Farm veterinary specialists have said the UK government should 'never be prepared to sacrifice' food safety in favour of Brexit trade deals.
Leaders from the farm veterinary sector have written to the House of Lords calling for Peers to reject the Agriculture Bill and return it to the House of Commons.
This follows the defeat last week of an amendment which would have protected animal welfare and food standards for imports entering Britain in any trade deals.
Nikki Hopkins, of the British Cattle Veterinary Association, Nick Perkins, the Goat Veterinary Society, and Nick Hart, the Sheep Veterinary Society, have urged Peers to 'lead the way'.

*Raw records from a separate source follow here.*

PR #3588, opened 2022-09-28
op-e2e/actions: action tests base test util

protolambda:
**Description**

Adds core types / base stuff for action testing. Mostly just types and testing wrapper.

Depends on #3586 

**Metadata**

Fix ENG-2834

### DIFF
--- a/op-e2e/actions/action.go
+++ b/op-e2e/actions/action.go
@@ -27,8 +27,12 @@ type Action func(t Testing)
 type ActionStatus uint
 
 const (
+	// ActionOK indicates the action is valid to apply
 	ActionOK ActionStatus = iota
+	// ActionInvalid indicates the action is not applicable, and a different next action may taken.
 	ActionInvalid
+	// More action status types may be used to indicate e.g. required rewinds,
+	// simple skips, or special cases for fuzzing.
 )
 
 // defaultTesting is a simple implementation of Testing that takes standard Go testing framework,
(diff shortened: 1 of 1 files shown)


op-e2e/actions/action.go
```diff
@@ -0,0 +1,62 @@
...
+	InvalidAction(format string, args ...any)
+}
+
+// Action is a function that may change the state of one or more actors or check their state.
+// Action definitions are meant to be very small building blocks,
+// and then composed into larger patterns to write more elaborate tests.
+type Action func(t Testing)
+
+// ActionStatus defines the state of an action, to make a basic distinction between InvalidAction() and other calls.
+type ActionStatus uint
```
trianglesphere, line 27: Will there be more `ActionStatus` types than just `Ok` or `Invalid`

op-e2e/actions/action.go
```diff
@@ -0,0 +1,62 @@
...
+	e2eutils.TestingBase
+	ctx   context.Context
+	state ActionStatus
+}
+
+func (st *defaultTesting) Ctx() context.Context {
+	return st.ctx
+}
+
+func (st *defaultTesting) InvalidAction(format string, args ...any) {
```
trianglesphere, line 47: Needs a docstring on usage (`format` + args)

op-e2e/actions/action.go
protolambda: I've a bunch of ideas; rewinding an action, skipping, or doing other special things for fuzzing. For now this is all I need though.

op-e2e/actions/action.go
protolambda: Added more docstrings

trianglesphere: Specifically here it'd be helpful to describe that format gets passed to Golang's fmt and must match the provided args. When directly working with fmt.Printf/Errorf there's good tooling to make sure that the args match the format string, but I'm not sure what will happen when there's a layer of indirection.

protolambda: It behaves the same, if it's wrong it will also behave the same. Tooling might not pick up on it, but I don't see a better way of doing this while also tracking invalid calls for fuzzing purposes.

trianglesphere (approved):

mslipper (approved):

PR #3590, opened 2022-09-28
contracts-bedrock: cleanup imports, fix storage layout

tynes:
**Description**

We don't need to use the upgradable initializable in the `OptimismPortal`, also fix the sizes of the storage layout spacers so that they are in sets of 50


packages/contracts-bedrock/contracts/L1/OptimismPortal.sol
```diff
@@ -63,6 +63,11 @@ contract OptimismPortal is Initializable, ResourceMetering, Semver {
      */
     mapping(bytes32 => bool) public finalizedWithdrawals;
 
+    /**
+     * @notice Reserve extra slots (to a total of 50) in the storage layout for future upgrades.
+     */
+    uint256[48] private __gap;
```
maurelian, line 69: I previously took this out, I don't think we need them in our concrete contracts which are not inherited by anything in production. If we put this one here, then we should have one in the `L2OutputOracle` too.

It's fine either way, but a bit cleaner not to IMO.

tynes: Ok i'm down to remove it

tynes: I've addressed your comment @maurelian

tynes:
Looking for review @maurelian @smartcontracts

maurelian (approved):

tynes:
This needs a rebase

tynes:
I've rebased this, can i get a review @smartcontracts ?

smartcontracts (approved):

PR #3596, opened 2022-09-28
op-node: Switch channel bank and channel in reader to a pull based stage

trianglesphere:
**Description**

This is two commits because the intermediate commit was failing a test & the second commit fixes it.

* op-node: Switch channel bank to be pull based
    
    This again requires a fair amount of changes to channel_in_reader.go
    for the channel in reader to maintain its progress state.

* op-node: Switch channel in reader to a pull based stage
    Like the rest of the changes, this also required modifications to
    the next stage - the batch queue in order for it to manage the
    progress API. This commit required even more changes than usual.
    I changed the pipeline to be reset to a common starting point
    and now use the L2SafeHead block to filter out adding batches &
    L1 blocks to the batch queue.

**Metadata**

- Fixes ENG-2749

### DIFF
--- a/op-node/rollup/derive/batch_queue.go
+++ b/op-node/rollup/derive/batch_queue.go
@@ -32,12 +32,18 @@ type BatchQueueOutput interface {
 	SafeL2Head() eth.L2BlockRef
 }
 
+type NextBatchProvider interface {
+	Origin() eth.L1BlockRef
+	NextBatch(ctx context.Context) (*BatchData, error)
+}
+
 // BatchQueue contains a set of batches for every L1 block.
 // L1 blocks are contiguous and this does not support reorgs.
 type BatchQueue struct {
 	log      log.Logger
 	config   *rollup.Config
 	next     BatchQueueOutput
+	prev     NextBatchProvider
 	progress Progress
 
 	l1Blocks []eth.L1BlockRef
@@ -47,11 +53,12 @@ type BatchQueue struct {
 }
 
 // NewBatchQueue creates a BatchQueue, which should be Reset(origin) before use.
-func NewBatchQueue(log log.Logger, cfg *rollup.Config, next BatchQueueOutput) *BatchQueue {
+func NewBatchQueue(log log.Logger, cfg *rollup.Config, next BatchQueueOutput, prev NextBatchProvider) *BatchQueue {
 	return &BatchQueue{
 		log:    log,
 		config: cfg,
 		next:   next,
+		prev:   prev,
 	}
 }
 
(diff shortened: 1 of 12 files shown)


op-node/rollup/driver/state.go
```diff
@@ -440,6 +440,10 @@ func (s *state) eventLoop() {
 			} else if err != nil && errors.Is(err, derive.ErrCritical) {
 				s.log.Error("Derivation process critical error", "err", err)
 				return
+			} else if err != nil && errors.Is(err, derive.NotEnoughData) {
+				stepAttempts = 0 // don't do a backoff for this error
+				reqStep()
+				continue
```
protolambda, line 446: This is quite subtle, but preserves one of the best things from the old design I think was most undervalued in redesign work.

While the pipeline is deriving, a stage can choose to stop and return this error, handing back control to the caller (driver). This keeps the derivation pipeline nice and synchronous for Cannon usage, while handling cases where there's a slow background fetching thing or something requiring repeated smaller updates (like here with the channels). And thus we can put a short and strict timeout on the pipeline work, while keeping the whole thing snappy and simple.

The alternative would be to make the pipeline blocking and essentially halt until we pull either a batch or an EOF, but then it would hold the Engine control captive unless we decouple that further (and deal with queuing and async stuff there without breaking Cannon compatibility), which I think isn't worth it (but maybe with a good design can be done eventually at a later point, since it's not a breaking protocol change).

cc @norswap this is related to thing we started to discuss.

op-node/rollup/derive/channel_bank.go
```diff
@@ -143,73 +138,37 @@ func (ib *ChannelBank) Read() (data []byte, err error) {
...
+// consistency around channel bank pruning which depends upon the order
+// of operations.
+func (ib *ChannelBank) NextData(ctx context.Context) ([]byte, error) {
 
-	if data, err := ib.prev.NextData(ctx); err == io.EOF {
-		outOfData = true
+	// Do the read from the channel bank first
+	data, err := ib.Read()
+	if err == io.EOF {
+		// continue - We will attempt to load data into the channel bank
```
protolambda, line 151: maybe the below code can be nested here? I'm not sure what's best; flat code or easier coverage checking.

op-node/rollup/derive/channel_bank.go
```diff
@@ -78,10 +75,8 @@ func (ib *ChannelBank) prune() {
 // IngestData adds new L1 data to the channel bank.
 // Read() should be called repeatedly first, until everything has been read, before adding new data.\
 func (ib *ChannelBank) IngestData(data []byte) {
```
protolambda, line 77: The `ib` receiver name is legacy, if you're refactoring it anyway we can rename it to `cb` or something. Optional change

op-node/rollup/derive/batch_queue.go
```diff
@@ -60,19 +67,58 @@ func (bq *BatchQueue) Progress() Progress {
 }
 
 func (bq *BatchQueue) Step(ctx context.Context, outer Progress) error {
-	if changed, err := bq.progress.Update(outer); err != nil {
-		return err
-	} else if changed {
-		if !bq.progress.Closed { // init inputs if we moved to a new open origin
+
+	originBehind := bq.progress.Origin.Number < bq.next.SafeL2Head().L1Origin.Number
```
protolambda, line 71: Assuming the pipeline reset logic is walking back the L1 header chain starting from the L2 safe head and checking all L1 origins parent hashes this should be safe, but it wouldn't hurt to do a consistency check to make sure the safe head data is consistent with the L1 origin when we need it to, to avoid weird reorg edge cases (I hope to capture these soon in the action testing). Outside of the scope of this PR if we focus on channel bank + channel reader here, but worth looking at.

protolambda (approved):
LGTM. Left some comments about the interesting bits (to me), but nothing blocking merge, nice work :+1:

op-node/rollup/derive/channel_bank.go
trianglesphere: done

op-node/rollup/derive/channel_bank.go
trianglesphere: it can be. Nice catch. I might do this cleanup later, but it's a really good callout

op-node/rollup/driver/state.go
trianglesphere: This error was mainly introduced to simplify some of the code (so it doesn't need to do a loop inside a function). Honestly, I'm really skeptical about the benefit of yielding back to the caller - it tends to introduce a lot of extra internal state to be able to resume and I'm not sure what the benefit of this is. Having a block pipeline is really simple and easy to understand. In addition, because the fetcher is just an interface, it's really easy to sub out for cannon.

protolambda: The pipeline blocking means we can't interact with the engine from the driver without knowing if we interfere with the engine state or if things change while we use the engine, handing back control to the caller to not lock the engine is important IMHO. Agreed on the blocking being easier, but I don't believe we should block on something too long when it wraps a resource as important as the engine.

mslipper (approved):

PR #3598, opened 2022-09-28
op-node: Switch attributes queue to be pull based

trianglesphere:
**Description**

The progress API is very nearly removed from the engine queue stage.

**Metadata**
- Fixes ENG-2751

### DIFF
--- a/op-node/rollup/derive/attributes_queue.go
+++ b/op-node/rollup/derive/attributes_queue.go
@@ -22,75 +22,60 @@ import (
 // This stage can be reset by clearing it's batch buffer.
 // This stage does not need to retain any references to L1 blocks.
 
-type AttributesQueueOutput interface {
-	AddSafeAttributes(attributes *eth.PayloadAttributes)
-	SafeL2Head() eth.L2BlockRef
-	StageProgress
-}
-
 type AttributesQueue struct {
-	log      log.Logger
-	config   *rollup.Config
-	dl       L1ReceiptsFetcher
-	next     AttributesQueueOutput
-	prev     *BatchQueue
-	progress Progress
-	batches  []*BatchData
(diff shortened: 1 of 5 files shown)


op-node/rollup/derive/attributes_queue.go
```diff
@@ -22,75 +22,60 @@ import (
...
+}
+
+// createNextAttributes transforms a batch into a payload attributes. This sets `NoTxPool` and appends the batched transactions
+// to the attributes transaction list
+func (aq *AttributesQueue) createNextAttributes(ctx context.Context, batch *BatchData, l2SafeHead eth.L2BlockRef) (*eth.PayloadAttributes, error) {
 	// sanity check parent hash
-	if batch.ParentHash != safeL2Head.Hash {
-		return NewCriticalError(fmt.Errorf("valid batch has bad parent hash %s, expected %s", batch.ParentHash, safeL2Head.Hash))
+	if batch.ParentHash != l2SafeHead.Hash {
+		return nil, NewCriticalError(fmt.Errorf("valid batch has bad parent hash %s, expected %s", batch.ParentHash, l2SafeHead.Hash))
```
protolambda, line 72: I think we can downgrade this to a reset error, since that should resolve it, if it ever goes wrong? I'm worried that if we don't properly check all reorg edge cases when determining the safe head that we might hit this (even though we should never). Working on testing too.

protolambda (approved):
LGTM. One nit about an error case we may want to adjust

op-node/rollup/derive/attributes_queue.go
trianglesphere: yea, a reset error might fix this, I'll downgrade it

mslipper (approved):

They want members of the Food, Poverty, Health and Environment Committee in particular to secure the opportunity to uphold animal welfare and back British farming.
In an open letter to the Lords, the organisations say they 'stand alongside' farmers in expressing disappointment at the rejection of the Agriculture Bill amendment.
"It is imperative that the UK maintains high standards of production and guarantees that imports produced to a lower welfare standard never reach shelves.
"The farming community is integral to the UK and without its existence many rural communities would cease to exist," the letter adds.
"The Covid-19 pandemic has emphatically highlighted the importance of food security and how UK production can rise to meet the most demanding challenges."
The vet groups say the Bill presents a 'prime opportunity' to ensure that the hard work and financial investment of the farming community is 'not in vain'.
"We cannot allow food produced to standards which have been illegal in this country for decades to freely enter this country," the open letter says.
"Given the exit from the EU, this opportunity is not only the best opportunity to support farming in this country, it may be the only one."